Output only how many lines below contain "packages".

* _Data for analysis_
BEGIN
PR #268, opened 2018-06-28
WIP: implement namespace packages

uSpike:

I added a `module` key to `pyproject.toml` which allows developers to specify the module path to which the projects code lives.  This should enable namespace packages such as the following:

```
[tool.poetry]
name = "abc-foo"
module = "abc.foo"
```
corresponds with a layout like:
```
pyproject.toml
abc/
    foo/
        __init__.py
```

It wouldn't support a namespace package within the `src` directory, which would be nice.  I don't think that'd be too hard to implement, so I'm leaving this as WIP.


uSpike:
Looks like a bunch of commits were just merged to master that accomplishes what I was trying to do.

PR #275, opened 2018-06-30
Fix broken json schema preventing DirectoryDependency to be added

casio:
Trying to add deps with both `--path` and `--dev` was raising:

`jsonschema.exceptions.ValidationError: {'path': '../some'} is not valid under any of the given schemas`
END
* _Solution for this task_
2